Yes Mr Chips. I was hoping to improve what I saw. I guess in Electronics if you have all the gear and no idea is better than some of the gear and no idea. Great responses and more circuits to build! I'm laughing that I bought a scope that will be hard to use till I'm over the 1Hz timer thing. It was nice of him to chuck in the MegaMegger though and the 110v millivoltmeter. At least the PMK105 works and I have the means to prove it at 1kHz.

Looks like I will be exploring clock oscillators next. Brace yourself for more Q's.

 

Ok, I just read that you want to avoid human error when using the stop watch.

In your situation your best solution is to use an accurate reference.

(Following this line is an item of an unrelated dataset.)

PR #2164, opened 2022-03-02
Add sticky behaviour to d2l-list-header.

dbatiste:
This PR adds sticky positioning behaviour to the `d2l-list-header`.  It is turned on by default, but it can be turned off by specifying the `no-sticky` attribute on the header.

One way of doing that is to build a crystal control oscillator and divide the frequency down to 1Hz.
Connect your 555 timer output to one channel of the scope and the reference signal to the other channel. Adjust your 555 circuit until there is no drift between the two signals on the scope.

Another thing to try is to use your AC mains signal as your reference.
Connect the 555 timer output signal to channel Y1 and trigger on Y1.
Connect a second probe to channel Y2 and touch the tip of the channel Y2 probe (or a jumper wire connected to Y2) with your finger. Adjust as per above.

(I have to try this myself and report back to you.)

Sorry. I tested this with an analog scope. You cannot get any meaningful results at 1Hz.
At such low frequency you will have to resort to a period measurement.
Time to brush up on your microprogramming skills and build a time interval meter using a microcontroller. Nice idea for an MCU project.